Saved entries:
****************
PR #394, opened 2017-10-27
make application configuration consistent

malaffoon:
After looking over Will's shoulder yesterday when he was pushing things around to make IT's work in reporting, it seemed worthwhile to make a similar change in RDW_Ingest: separate the application configuration from the main application class. The test runner will then not see the application configuration unless you explicitly tell it to. That makes the DI in the tests cleaner.

While i was in there i renamed a couple classes that had configuration in their name but aren't. That was left over from using Spring Stream's naming convention for processors and it has been bugging me for months.

### DIFF
--- a/exam-processor/src/main/java/org/opentestsystem/rdw/ingest/processor/ExamProcessorApplication.java
+++ b/exam-processor/src/main/java/org/opentestsystem/rdw/ingest/processor/ExamProcessorApplication.java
****************
- **What you should do**
Repeat each record verbatim.

- **Solution for this exercise**
PR #394, opened 2017-10-27
make application configuration consistent

malaffoon:
After looking over Will's shoulder yesterday when he was pushing things around to make IT's work in reporting, it seemed worthwhile to make a similar change in RDW_Ingest: separate the application configuration from the main application class. The test runner will then not see the application configuration unless you explicitly tell it to. That makes the DI in the tests cleaner.

While i was in there i renamed a couple classes that had configuration in their name but aren't. That was left over from using Spring Stream's naming convention for processors and it has been bugging me for months.

### DIFF
--- a/exam-processor/src/main/java/org/opentestsystem/rdw/ingest/processor/ExamProcessorApplication.java
+++ b/exam-processor/src/main/java/org/opentestsystem/rdw/ingest/processor/ExamProcessorApplication.java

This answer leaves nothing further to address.